Là-bas, derrière la porte, je devinais l'escalier déjà plongé dans la pénombre. Pour certaines raisons, je redoutais le moment où il faudrait m'y élancer. Deux étages dans cette odeur indéfinissable du cinéma, tabac, cigare, parfums, chauffage central. Sur le palier, on trouvait le fauteuil de la voyante, meuble triste et fatigué où personne ne s'installait jamais. Je savais que les adieux se feraient là: vous, mal éclairées dans l'encadrement de la porte, vos voix résonnant dans la cage d'escalier. Moi, remontant ma fermeture Éclair, me retournant une dernière fois en longeant la collection de cactus, posés sur les marches, devant la fenêtre qu'on ne pouvait pas ouvrir, barrée qu'elle était par le limon oblique de l'escalier. Une des aberrations architecturales de l'immeuble... J'atteindrais l'étage intermédiaire, avec son tableau électrique, ses portes closes à la teinte verdâtre. Puis, la rampe du bas, avec sa fenêtre noire dont les carreaux vibraient au passage du tram, ses objets abandonnés depuis des années sur les dernières marches.
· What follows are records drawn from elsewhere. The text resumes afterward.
PR #2842, opened 2024-09-06
[Syntax] Perf: Optimize 'root' and 'ancestorOrSelf'

rintaro:
Accessing `Syntax.parent` requires retain/release traffic. Especially when traversing ancestors to the root, that ARC traffic is not negligible.

Introduce `UnownedSyntax` that provides a way to access the parents temporarily without causing ARC traffics.

### DIFF
--- a/Sources/SwiftSyntax/Syntax.swift
+++ b/Sources/SwiftSyntax/Syntax.swift
@@ -81,10 +81,13 @@ public struct Syntax: SyntaxProtocol, SyntaxHashable {
     }
   }
 
-  private var root: Syntax {
-    switch info.info! {
-    case .root(_): return self
-    case .nonRoot(let info): return info.parent.root
+  public var root: Syntax {
+    return self.withUnownedSyntax {
+      var node = $0
+      while let parent = node.parent {
+        node = parent
+      }
+      return node.value
     }
   }
 
@@ -129,7 +132,10 @@ public struct Syntax: SyntaxProtocol, SyntaxHashable {
   }
 
   /// "designated" memberwise initializer of `Syntax`.
-  init(_ raw: RawSyntax, info: Info) {
+  // transparent because normal inlining is too late for eliminating ARC traffic for Info.
+  // FIXME: Remove @_transparent after OSSA enabled.
+  @_transparent
+  init(_ raw: RawSyntax, info: __shared Info) {
     self.raw = raw
     self.info = info
   }
@@ -309,7 +315,7 @@ public struct Syntax: SyntaxProtocol, SyntaxHashable {
   /// Create a ``Syntax`` node from a specialized syntax node.
   // Inline always so the optimizer can optimize this to a member access on `syntax` without having to go through
   // generics.
-  @inline(__always)
+  @_transparent
   public init(_ syntax: __shared some SyntaxProtocol) {
     self = syntax._syntaxNode
   }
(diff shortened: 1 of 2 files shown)


rintaro:
@swift-ci Please test

rintaro:
@swift-ci Please test macOS

Sources/SwiftSyntax/Syntax.swift
```diff
@@ -129,6 +132,7 @@ public struct Syntax: SyntaxProtocol, SyntaxHashable {
   }
 
   /// "designated" memberwise initializer of `Syntax`.
+  @_transparent
```
ahoppen, line 135: Do we need `@_transparent` here? It does make debugging odd because you can no longer step into the function. Isn‘t `@inline(__always)` enough? Same for the other `@_transparent` functions. https://github.com/swiftlang/swift/blob/main/docs/TransparentAttr.md for reference.

Sources/SwiftSyntax/Syntax.swift
```diff
@@ -380,6 +384,57 @@ extension Syntax {
   }
 }
 
+/// Temporary non-owning Syntax.
+///
+/// This can be used for handing Syntax node without ARC traffic.
```
ahoppen, line 389:
```suggestion
/// This can be used for handling Syntax node without ARC traffic.
```

Sources/SwiftSyntax/Syntax.swift
```diff
@@ -380,6 +384,57 @@ extension Syntax {
...
+  }
+
+  /// Get the parent of the Syntax value, but without retaining it.
+  @_transparent
+  var parent: UnownedSyntax? {
+    return info._withUnsafeGuaranteedRef {
+      switch $0.info.unsafelyUnwrapped {
+      case .nonRoot(let info):
+        return UnownedSyntax(info.parent)
+      case .root(_):
```
ahoppen, line 413:
```suggestion
      case .root:
```

Sources/SwiftSyntax/SyntaxProtocol.swift
```diff
@@ -241,14 +237,18 @@ extension SyntaxProtocol {
...
   public func ancestorOrSelf<T>(mapping map: (Syntax) -> T?) -> T? {
-    var walk: Syntax? = Syntax(self)
-    while let unwrappedParent = walk {
-      if let mapped = map(unwrappedParent) {
-        return mapped
-      }
-      walk = unwrappedParent.parent
+    return withUnownedSyntax(self) {
+      var node = $0
+      repeat {
```
ahoppen, line 242: If this is an infinite loop, would `while true` be easier to read than `repeat { } while true`?

ahoppen (commented):
Nice idea

Sources/SwiftSyntax/Syntax.swift
rintaro: Looks like we're inconsistent. `var nonRootInfo` uses `case .root(_)`

rintaro:
@swift-ci Please test

rintaro:
@swift-ci Please test Windows

Sources/SwiftSyntax/Syntax.swift
ahoppen: Hmm, that’s unfortunate. Could you add a comment with this explanation to the `@_transparent` attribute?

Sources/SwiftSyntax/Syntax.swift
```diff
@@ -380,6 +384,57 @@ extension Syntax {
   }
 }
 
+/// Temporary non-owning Syntax.
+///
+/// This can be used for handling Syntax node without ARC traffic.
+struct UnownedSyntax {
+  var raw: RawSyntax
+  var info: Unmanaged<Syntax.Info>
```
ahoppen, line 392: Should these be `private` (or at least `info` be `private`). Seems like the intended access paths are via `value` and `parent`.

Sources/SwiftSyntax/Syntax.swift
```diff
@@ -380,6 +384,57 @@ extension Syntax {
...
+      body(Syntax(self.raw, info: $0))
+    }
+  }
+}
+
+/// Execute the `body` with ``UnownedSyntax`` of `node`.
+///
+/// This guarantees the life time of the `node` during the `body` is executed.
+@inline(__always)
+func withUnownedSyntax<T>(_ node: some SyntaxProtocol, _ body: (UnownedSyntax) -> T) -> T {
```
ahoppen, line 432: Would this be better as a member on `SyntaxProtocol` so that you would do `self.withUnownedSyntax` instead of `withUnownedSyntax(self)`?

ahoppen (approved):

rintaro:
https://github.com/swiftlang/swift/pull/76360
@swift-ci Please test

rintaro:
https://github.com/swiftlang/swift/pull/76360
@swift-ci Please test Windows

Et tout en bas, le radiateur, dont la chaleur marquait le mur de traînées brunâtres. Il faudrait que je me maîtrise. Que je n'accélère pas. Que je me persuade que personne n'était en embuscade, au passage de l'épingle à cheveux précédant la seconde volée de marches. Que je ne panique pas, que je ne bondisse pas dehors, courant comme un diable, laissant derrière moi béer la porte d'entrée.
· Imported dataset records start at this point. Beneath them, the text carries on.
PR #2848, opened 2024-09-12
[Diagnostics] fix trivia merging and transfer

AppAppWorks:
This PR will deprecate the incorrectly implemented methods `Trivia.merging(_:)` and `Trivia.merging(triviaOf:)`. Making use of the newly introduced methods`Trivia.mergingCommonPrefix` and `Trivia.mergingCommonSuffix`, this PR will also fix issues in transferring trivia when refactoring code or applying Fix-it.


Sources/SwiftParserDiagnostics/DiagnosticExtensions.swift
```diff
@@ -52,13 +52,39 @@ extension FixIt {
...
 // MARK: - Make missing
 
+private extension FixIt.Change {
+  /// Transfers the leading and trailing trivia of `nodes` to the previous token
+  /// While doing this, it tries to be smart, merging trivia where it makes sense
+  /// and refusing to add e.g. a space after punctuation, where it usually
+  /// doesn't make sense.
+  static func transferTriviaAtSides(from nodes: [Syntax]) -> Self? {
+    guard let first = nodes.first, let last = nodes.last else {
+      preconditionFailure()
```
ahoppen, line 62:
```suggestion
      preconditionFailure("nodes must not be empty")
```

Sources/SwiftParserDiagnostics/ParseDiagnosticsGenerator.swift
```diff
@@ -757,7 +757,7 @@ public class ParseDiagnosticsGenerator: SyntaxAnyVisitor {
         node,
         .standaloneSemicolonStatement,
         fixIts: [
-          FixIt(message: RemoveNodesFixIt(semicolon), changes: .makeMissing(semicolon))
+          FixIt(message: RemoveNodesFixIt(semicolon), changes: .makeMissing(semicolon, transferTrivia: false))
```
ahoppen, line 760: Why do we need `transferTrivia: false` here? Shouldn’t we keep the trivia? For example the comment in the following case?

```swift
let x = 1 ; // some comment
```

Sources/SwiftSyntax/Trivia.swift
ahoppen, line 1: Could you add an entry in `Release Notes/601.md` for the public API changes?

Sources/SwiftSyntax/Trivia.swift
```diff
@@ -69,6 +69,7 @@ public struct Trivia: Sendable {
 
   /// Creates a new ``Trivia`` by merging in the given trivia. Only includes one
   /// copy of a common prefix of `self` and `trivia`.
+  @available(*, deprecated, message: "Use mergingCommonPrefix(trivia) or mergingCommonSuffix(trivia) instead")
   public func merging(_ trivia: Trivia?) -> Trivia {
```
ahoppen, line 73: What do you think of continuing to have a single `merging` function that merges both a common prefix and a common suffix? I would expect that that’s what most callers would prefer. I doubt that anyone is actively thinking about whether they want to merge the prefix or the suffix?

Sources/SwiftParserDiagnostics/DiagnosticExtensions.swift
```diff
@@ -68,57 +94,42 @@ extension FixIt.MultiNodeChange {
...
+    self.makeMissing(nodes.map(Syntax.init), transferTrivia: transferTrivia)
   }
 
   /// Replace present nodes with their missing equivalents.
   ///
   /// If `transferTrivia` is `true`, the leading trivia of the first node and
   /// the trailing trivia of the last node will be transferred to their adjecent
   /// tokens.
-  static func makeMissing(_ nodes: [Syntax], transferTrivia: Bool = true) -> Self {
+  private static func makeMissing(_ nodes: [Syntax], transferTrivia: Bool = true) -> Self {
```
ahoppen, line 123: Do we even need this or could `makeMissing(_ nodes: [some SyntaxProtocol], transferTrivia: Bool)` and `makeMissing(_ nodes: [Syntax], transferTrivia: Bool)` be merged into one function.

Sources/SwiftSyntax/Trivia.swift
AppAppWorks: The issue here is `merging` doesn't actually merge by common prefix or common suffix despite its documentation, changing its behavior may break client code that depends on it, that's why I suggested to deprecate it.

Sources/SwiftParserDiagnostics/ParseDiagnosticsGenerator.swift
AppAppWorks: I added `transferTrivia: false` to kinda sweep a nasty issue under the rug but I forgot to fix it afterwards. I'll need to some more time to properly handle,
```swift
for 
  ;
} 
// after Fix-its
for 
  <#pattern#> in <#expression#> {
}
// desired
for <#pattern#> in <#expression#> {
}
```

ahoppen: I think the `after Fix-its` result is acceptable in this case. It’s a silly example.

Sources/SwiftSyntax/Trivia.swift
ahoppen: I would consider that a bug fix and thus an acceptable behavior change.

Je tentai une manœuvre grossière pour que l'une d'entre vous, Agnès, ou peut-être même Germaine, pourquoi pas, me fasse un pas de conduite, m'accompagne jusqu'en bas, à la porte de l'immeuble. Mais ma tactique fut vite décodée. "Ah mais non! Nous on a de vieilles jambes et toi, de toutes jeunes jambes, alors on ne va pas descendre avec toi!", me lança Germaine, d'un ton définitif. Mon regard se porta brièvement vers le dessous de la table. Je captai l'image de ses pieds, dans des pantoufles; de ses mollets truffés de varices. Oui, de solides arguments pour ne pas quitter l'étage, l'appartement douillet, pour se ménager, pour rester entre sœurs, ranger le Scrabble (option: le laisser sur la table pour plus tard), éteindre le plafonnier, quitter le séjour et regagner la cuisine pour se mettre, ensemble, à la popote en attendant le retour de Pap.
Au fond, ce n'était pas tant la terreur irrationnelle de l'escalier qui me retenait, que le plaisir de rester encore un peu en votre bienveillante compagnie.